Efficient Inference of Convolutional Neural Networks on General Purpose Hardware Using Weight Repetition PDF

Author: Rohit Agrawal
Publisher:
ISBN:
Category :
Languages : en
Pages :

Book Description

Early Soft Error Reliability Assessment of Convolutional Neural Networks Executing on Resource-Constrained IoT Edge Devices PDF

Author: Geancarlo Abich
Publisher: Springer Nature
ISBN: 3031185994
Category : Technology & Engineering
Languages : en
Pages : 143

Book Description
This book describes an extensive and consistent soft error assessment of convolutional neural network (CNN) models from different domains through more than 14.8 million fault injections, considering different precision bit-width configurations, optimization parameters, and processor models. The authors also evaluate the relative performance, memory utilization, and soft error reliability trade-offs analysis of different CNN models considering a compiler-based technique w.r.t. traditional redundancy approaches.
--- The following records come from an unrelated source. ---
PR #2505, opened 2024-07-29
Reload chainTypes

jiqiang90:
- Fixed reload chainTypes when project changed, 

## Type of change

## Checklist

- [ ] I have tested locally

### DIFF
--- a/packages/node-core/src/indexer/connectionPool.service.ts
+++ b/packages/node-core/src/indexer/connectionPool.service.ts
@@ -49,6 +49,7 @@ export class ConnectionPoolService<T extends IApiConnectionSpecific<any, any, an
 
   async onApplicationShutdown(): Promise<void> {
     await Promise.all(Object.values(this.allApi).map((api) => api?.apiDisconnect()));
+    this.allApi = {};
   }
 
   async addToConnections(api: T, endpoint: string): Promise<void> {
--- a/packages/node-core/src/indexer/connectionPool.service.ts
+++ b/packages/node-core/src/indexer/connectionPool.service.ts
@@ -251,4 +251,11 @@ export class ConnectionPoolService<T extends IApiConnectionSpecific<any, any, an
     this.lastCacheFlushTime = Date.now();
     await this.handleConnectionStateChange();
   }
+
+  async updateChainTypes(newChainTypes: unknown): Promise<void> {
+    logger.info(`Network chain types updated!`);
+    for (const endpoint in this.allApi) {
+      await this.allApi[endpoint].updateChainTypes?.(newChainTypes);
+    }
+  }
 }
--- a/packages/node-core/src/indexer/connectionPool.service.ts
+++ b/packages/node-core/src/indexer/connectionPool.service.ts
@@ -49,7 +49,6 @@ export class ConnectionPoolService<T extends IApiConnectionSpecific<any, any, an
 
   async onApplicationShutdown(): Promise<void> {
     await Promise.all(Object.values(this.allApi).map((api) => api?.apiDisconnect()));
-    this.allApi = {};
   }
 
   async addToConnections(api: T, endpoint: string): Promise<void> {
--- a/packages/node-core/src/indexer/connectionPool.service.ts
+++ b/packages/node-core/src/indexer/connectionPool.service.ts
@@ -252,9 +252,9 @@ export class ConnectionPoolService<T extends IApiConnectionSpecific<any, any, an
   }
 
   async updateChainTypes(newChainTypes: unknown): Promise<void> {
-    logger.info(`Network chain types updated!`);
     for (const endpoint in this.allApi) {
       await this.allApi[endpoint].updateChainTypes?.(newChainTypes);
     }
+    logger.info(`Network chain types updated!`);
   }
 }
--- a/packages/node/CHANGELOG.md
+++ b/packages/node/CHANGELOG.md
@@ -7,7 +7,7 @@ and this project adheres to [Semantic Versioning](https://semver.org/spec/v2.0.0
 ## [Unreleased]
 
 ### Fixed
-- Fixed api didn't reload new deployment chainTypes when project upgraded (#2505)
+- Fixed api not reloading new deployment chainTypes when project upgrades (#2505)
 
 ## [5.0.1] - 2024-07-29
 ### Fixed
--- a/packages/node/CHANGELOG.md
+++ b/packages/node/CHANGELOG.md
@@ -6,6 +6,10 @@ and this project adheres to [Semantic Versioning](https://semver.org/spec/v2.0.0
 
 ## [Unreleased]
 
+### Fixed
+- Fixed api didn't reload new deployment chainTypes when project upgraded (#2505)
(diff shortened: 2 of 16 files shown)


packages/node/src/indexer/x-provider/http.ts
```diff
@@ -54,7 +54,7 @@ export class HttpProvider implements ProviderInterface {
 
   readonly #stats: ProviderStats;
 
-  readonly #ctx: ReturnType<typeof context>;
+  readonly ctx: ReturnType<typeof context>;
```
stwiname, line 57: Whats the reason for this change? It removes the privacy of the variable

packages/node/src/indexer/project.service.ts
```diff
@@ -74,7 +74,8 @@ export class ProjectService extends BaseProjectService<
     return getTimestamp(block);
   }
 
-  protected onProjectChange(project: SubqueryProject): void | Promise<void> {
+  protected async onProjectChange(project: SubqueryProject): Promise<void> {
+    await this.apiService.reloadChainTypes(project.chainTypes);
     this.apiService.updateBlockFetching();
```
stwiname, line 79: Why not combine these into a single function?

packages/node-core/src/indexer/connectionPool.service.ts
```diff
@@ -49,6 +49,7 @@ export class ConnectionPoolService<T extends IApiConnectionSpecific<any, any, an
 
   async onApplicationShutdown(): Promise<void> {
     await Promise.all(Object.values(this.allApi).map((api) => api?.apiDisconnect()));
+    this.allApi = {};
```
stwiname, line 52: What's the reason for this change?

packages/node/src/indexer/api.service.ts
```diff
@@ -160,11 +160,24 @@ export class ApiService
...
+  }
+
+  async reloadChainTypes(chainTypes: unknown): Promise<void> {
+    // close any existing connections
+    await this.connectionPoolService.onApplicationShutdown();
+    logger.info(`Reload chainTypes`);
+    await this.load(chainTypes);
+  }
+
+  private async load(newChainTypes?: unknown): Promise<ApiService> {
```
stwiname, line 173: I think this could have a better function name.

packages/node/src/indexer/api.service.ts
```diff
@@ -160,11 +160,24 @@ export class ApiService
   }
 
   async init(): Promise<ApiService> {
+    return this.load();
+  }
+
+  async reloadChainTypes(chainTypes: unknown): Promise<void> {
```
stwiname, line 166: Do we have to recreate all the api instances? This seems quite inefficient, creating new polkadot api instances is slow.

stwiname (commented):
It would be good to separate the timezone changes to a separate PR to get a release out

packages/node/src/indexer/x-provider/http.ts
jiqiang90:
```
Cannot read private member #ctx from an object whose class did not declare it
TypeError: Cannot read private member #ctx from an object whose class did not declare it
    at Proxy.disconnect (/Users/jiatwork/ofn/subql/packages/node/src/indexer/x-provider/http.ts:122:16)
    at RpcCore.disconnect (/Users/jiatwork/ofn/subql/node_modules/@polkadot/rpc-core/cjs/bundle.js:103:30)

```

It throwing this error, I feel it should be safe to remove # here as it only accessed from polkadot

packages/node-core/src/indexer/connectionPool.service.ts
jiqiang90: Trying to reset all existing connection here, but I think need a better place

packages/node/src/indexer/project.service.ts
jiqiang90: `updateBlockFetching` also used in api service constructor, also make sense keep them independent.

packages/node/CHANGELOG.md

Embedded Machine Learning for Cyber-Physical, IoT, and Edge Computing PDF

Author: Sudeep Pasricha
Publisher: Springer Nature
ISBN: 3031399323
Category : Technology & Engineering
Languages : en
Pages : 481

Book Description
This book presents recent advances towards the goal of enabling efficient implementation of machine learning models on resource-constrained systems, covering different application domains. The focus is on presenting interesting and new use cases of applying machine learning to innovative application domains, exploring the efficient hardware design of efficient machine learning accelerators, memory optimization techniques, illustrating model compression and neural architecture search techniques for energy-efficient and fast execution on resource-constrained hardware platforms, and understanding hardware-software codesign techniques for achieving even greater energy, reliability, and performance benefits. Discusses efficient implementation of machine learning in embedded, CPS, IoT, and edge computing; Offers comprehensive coverage of hardware design, software design, and hardware/software co-design and co-optimization; Describes real applications to demonstrate how embedded, CPS, IoT, and edge applications benefit from machine learning.

Author: Sudeep Pasricha
Publisher: Springer Nature
ISBN: 303140677X
Category : Technology & Engineering
Languages : en
Pages : 571

Book Description
This book presents recent advances towards the goal of enabling efficient implementation of machine learning models on resource-constrained systems, covering different application domains. The focus is on presenting interesting and new use cases of applying machine learning to innovative application domains, exploring the efficient hardware design of efficient machine learning accelerators, memory optimization techniques, illustrating model compression and neural architecture search techniques for energy-efficient and fast execution on resource-constrained hardware platforms, and understanding hardware-software codesign techniques for achieving even greater energy, reliability, and performance benefits. Discusses efficient implementation of machine learning in embedded, CPS, IoT, and edge computing; Offers comprehensive coverage of hardware design, software design, and hardware/software co-design and co-optimization; Describes real applications to demonstrate how embedded, CPS, IoT, and edge applications benefit from machine learning.